WHAT YOU SHOULD DO
Line by line, please look for the word "allOutputFile" in the following records, then copy each line you find it in.

-------------------------

Issue #20, opened 2019-01-17
Generate the "Everything" modules directly?


ice1000:
I don't think they should be hand written. We can have a script for that purpose.

mortberg:
This would be good to have for the `Basics` and `HITs` folders. In the `Core` folder I prefer to manage it myself because of name clashes and comments. 

I guess the best is if this script would be called from the Makefile before compiling the library? We should then also not track the Everything files in git.

ice1000:
Yes. The Everything modules in the stdlib is generated, I think we can copy them directly and do some slight modification.

mortberg:
Sounds good! Can you do it?

mortberg:
An attempt to solve this was done in: https://github.com/agda/cubical/pull/26

See the discussion for why it wasn't merged. Contributions fixing it are welcome

mortberg:
With https://github.com/agda/cubical/pull/243/files many of the Everything files won't re-export their content. These could be automatically generated.

mortberg:
Solved via https://github.com/agda/cubical/pull/268. Thanks a lot @m-yac !

PR #26, opened 2019-01-20
Add GenerateEverything.hs, remove hand-written everything modules

ice1000:
#20


ice1000:
I added `AllNonAsciiChars` by the way, because it looks good.

GenerateEverything.hs
```diff
@@ -0,0 +1,132 @@
...
+import System.IO
+import System.Exit
+import System.FilePath
+import System.FilePath.Find
+
+headerFile     = "Header"
+allOutputFile  = "Everything"
+srcDirs        = ["Cubical/HITs", "Cubical/Basics"]
+
+excludedModules :: [FilePath]
```
mortberg: I guess the modules listed here won't be listed in the Everything file?

Note that HInt has moved to Experiments now, so I don't think we have to list it. I would also not list HitInt and SmashProduct.

GenerateEverything.hs
```diff
@@ -0,0 +1,132 @@
...
+  , "headers from library modules. The output is written to " ++ allOutputFile
+  , "with the file " ++ headerFile ++ " inserted verbatim at the beginning."
+  ]
+
+-- | Returns 'True' for all Agda files except for core modules.
+
+isLibraryModule :: FilePath -> Bool
+isLibraryModule f =
+  takeExtension f `elem` [".agda", ".lagda"]
+  -- && dropExtension (takeFileName f) /= "Core"
```
mortberg: Why is this commented here? The comment above seems to indicate that it shouldn't be...

GenerateEverything.hs
ice1000: > Why SmashProduct

I see now. Updated.

GenerateEverything.hs
mortberg: So the "Returns ..." comment above is not correct anymore?

mortberg:
I tried to build this locally, but it didn't work because I missed the `FileManip` package. The problem was then that I couldn't get the `FileManip` package to `cabal install` for me... I would prefer if the `agda/cubical` library did not rely on any external Haskell packages. It is already hard enough for people to get the development version of Agda up and running, so requiring them to install even more Haskell packages just to compile the library seems like a bad idea. 

Can you rewrite `GenerateEverything.hs` to be completely self-contained and not rely on any additional Haskell packages?  If not I prefer to have hand-written `Everything.hs` modules and just a simple bash script that checks that everything is included in the `Basics` and `HITs` directories.

GenerateEverything.hs
ice1000: Yes, I'll remove that.

gallais:
Note that in the stdlib we have a [.cabal file](https://github.com/agda/agda-stdlib/blob/master/lib.cabal) which makes installing the required dependencies
to generate the `Everything` module fairly easy.

ice1000:
@mortberg What if I add the .cabal file to this PR?

mortberg:
> @mortberg What if I add the .cabal file to this PR? Is that gonna make this PR acceptable?

Please do it and I'll try it.  My fear is that it will still be too hard to compile things... I've seen how hard it is to just compile the development version of Agda on a variety of platforms and I don't want this library to be yet another obstacle for newcomers.

I think the ideal solution would be to have a file that checks if all the files has been added to the Everything.agda files. This can then be made part of the CI so that the developers can deal with potential issues without adding any extra burden for new users.

gallais:
Potential solution: commit the `Everything.agda` generated by the haskell program?
Then only devs need to bother installing it.

mortberg:
> Potential solution: commit the `Everything.agda` generated by the haskell program?
> Then only devs need to bother installing it.

How does the generated `Everything.agda` files deal with name clashes between modules?

mortberg:
I closed this now as there has been no progress for many months. Feel free to open again if someone fixes it

PR #28, opened 2019-01-21
Implement a cylinder type as a HIT.

dolio:


ice1000:
You may want to use the keyword `variable`.
Referring to the discussion in #24

dolio:
I believe it is the cylinder in this sense: https://ncatlab.org/nlab/show/cylinder+object

They are a dual of the path space, which is sometimes called the cocylinder. It seems like there should be an adjunction between them, too, but maybe that's just intuition about cubical tt as a special case. (I could add some of this to the file, although some of the stuff I tried didn't work. Like showing how `Cylinder A` is like `A × I` didn't work, because you can't eliminate into `I`.)

I did try variables, but it didn't work with the data type (the level is quantified the wrong way). I could use them for the elimination, but it doesn't seem like it'd make a huge difference. I'll change it if desired, though.

dolio:
@ice1000 So, I tried moving `elimCyl` to variables, and it didn't work there, either. It complained about `f`. Is my Agda too old?

mortberg:
Some comments would be great @dolio! (There are also cylinder functors https://ncatlab.org/nlab/show/cylinder+functor ...) Maybe the file should be called CylinderObject?

You could prove that it is equivalent to the pushout of id and id. This should be really easy, but good to have. (You could even take this as the definition, but maybe it is easier to work with a concrete definition)

Also, could you prove that `Cylinder A` is like `A × Interval`? There should be no problem eliminating to and from the HIT interval (https://github.com/agda/cubical/blob/master/Cubical/HITs/Interval.agda)

Cubical/HITs/Cylinder.agda
```diff
@@ -0,0 +1,71 @@
...
+  int-cyl zero = refl
+  int-cyl one = refl
+  int-cyl (seg i) = refl
+
+  cyl-int : ∀ c → cyl (int c) ≡ c
+  cyl-int (inl _) = refl
+  cyl-int (inr _) = refl
+  cyl-int (cross _ i) = refl
+
+  cylIntEquiv : Cylinder Unit ≃ Interval
```
mortberg: I like using ≃ in the name of an equivalence, so this would be: CylinderUnit≃Interval. That way it's very easy to guess the name (even though they get a bit long).

mortberg:
Right, this should be a cylinder functor internally. It might not be too hard to prove that it is left adjoint to exponentiating by the interval (you might have to use `Interval` and not `I`) ?

ice1000:
> @ice1000 So, I tried moving `elimCyl` to variables, and it didn't work there, either. It complained about `f`. Is my Agda too old?

`variable`s are implicit arguments. If you need common explicit arguments you'll need anonymous modules, of course.

So, `ℓ`, `ℓ'` and `B` can be made `variable`s. However, I don't see any points of making `A` an explicit argument (so you may want to make it a `variable` too).

dolio:
Okay, I see. I'll try incorporating more variables.

You're right that `A` shouldn't be an explicit argument to `elimCyl`. If I make it a variable, will it be explicit in `Cylinder A` or do I need to put `elimCyl` in a separate module?

I think I still can't make `ℓ` a variable before `Cylinder` because Agda turns it into an index of the data type for some reason, and it doesn't like that.

dolio:
Okay, I added a bunch of stuff and shuffled other stuff around.

In the end, I decided not to use variables except in one case, because they ended up being more verbose when the file was rearranged.

Let me know if there are any further tweaks you think would be good.

ice1000:
You can still make `ℓ` a `variable` and keep the one after `data` to avoid the issue you've mentioned.

Cubical/HITs/Cylinder.agda
```diff
@@ -7,65 +7,263 @@ open import Cubical.Core.Everything
...
+-- e₀ = inl
+-- e₁ = inr
+-- σ = out
+module Functorial where
+  private
+    variable
+      ℓa ℓb ℓc : Level
+      A : Set ℓa
+      B : Set ℓb
+      C : Set ℓc
```
ice1000: This can be made
```agda
    variable
      ℓ : Level
      A B C : Set ℓ
```

`A B C` will have different levels.

Cubical/HITs/Cylinder.agda
```diff
@@ -7,65 +7,263 @@ open import Cubical.Core.Everything
...
+    isoToEquiv
+      CylinderUnit→Interval
+      Interval→CylinderUnit
+      Interval→CylinderUnit→Interval
+      CylinderUnit→Interval→CylinderUnit
+
+
+  -- More generally, there is an equivalence between the cylinder
+  -- over any type A and the product of A and the interval.
+  module _ {ℓ} {A : Set ℓ} where
```
ice1000: This `ℓ` and `A` can be a `variable` too, I believe.

Cubical/HITs/Cylinder.agda
```diff
@@ -7,65 +7,263 @@ open import Cubical.Core.Everything
...
+    CylinderA≃A×Interval : Cylinder A ≃ Cyl
+    CylinderA≃A×Interval =
+      isoToEquiv
+        CylinderA→A×Interval
+        A×Interval→CylinderA
+        A×Interval→CylinderA→A×Interval
+        CylinderA→A×Interval→CylinderA
+
+-- The cylinder is also the pushout of the identity on A with itself.
+module Push {ℓ} {A : Set ℓ} where
```
ice1000: Ditto.

Cubical/HITs/Cylinder.agda
dolio: What is the point of this, though? It's just adding 4 extra lines for something that already fits easily on an existing line.

dolio: Oh, also, it actually can't be made a variable. I forgot, but I tried it, and Agda complained about it being used in e.g. `Cyl` below.

Saizan: @ice1000 I don't think we should push `variable` as much as you are suggesting. Modules are great at abstracting some parameters out of a bunch of definitions. 

In general I would use `variable` to establish specific naming conventions, not for local arguments.

>  I just want to avoid indenting definitions

Do you have a specific reason for that? Other than saving horizontal space?

ice1000: > @ice1000 I don't think we should push variable as much as you are suggesting.

Yes, I agree. My final suggestion is to push the levels to `variable` but Agda does not support using `variable`s in GADT definitions, which has probably confused OP.

> Do you have a specific reason for that?

Yes,

> Other than saving horizontal space?

Then no.

ice1000:
You may consider adding your module to the list in `Cubical.HITs.Everything`.

Cubical/HITs/Cylinder.agda
dolio: By the way, is there documentation on the `variable` feature somewhere? I would not have guessed that it works this way.

mortberg: Same here, this behavior is very surprising to me

Saizan: Currently it's only documented in the CHANGELOG it seems:

https://github.com/agda/agda/blob/master/CHANGELOG.md

PR #32, opened 2019-01-23
Add some operations and properties for Stream

ice1000:


ice1000:
I've updated the Makefile file by the way so it cleans `*.Rewrite` modules.

Alizter:
LGTM

mortberg:
LGTM, merging

PR #33, opened 2019-01-23
Trying to cache Agda's dist folder

ice1000:
I noticed that even if we cache all the dependencies, the master Agda still takes 10+ minutes to build.
This is too slow. Let's try cache Agda's dist folder as well.


ice1000:
This does not seem to work. Closing.

PR #34, opened 2019-01-25
Derive some of the cartesian coe operations using transp

mortberg:
I mainly did this for fun to clarify the connection between transp and the generalized coe operations of Cartesian Cubical Type Theory. It might be easier for some people to use the cartesian style operations instead of the transp operation as they are maybe a bit more intuitive.


mortberg:
I'm merging this now. 

@ecavallo Can you please make a new PR with your additional results and fixes?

-------------------------

THE ANSWER
+allOutputFile  = "Everything"
+  , "headers from library modules. The output is written to " ++ allOutputFile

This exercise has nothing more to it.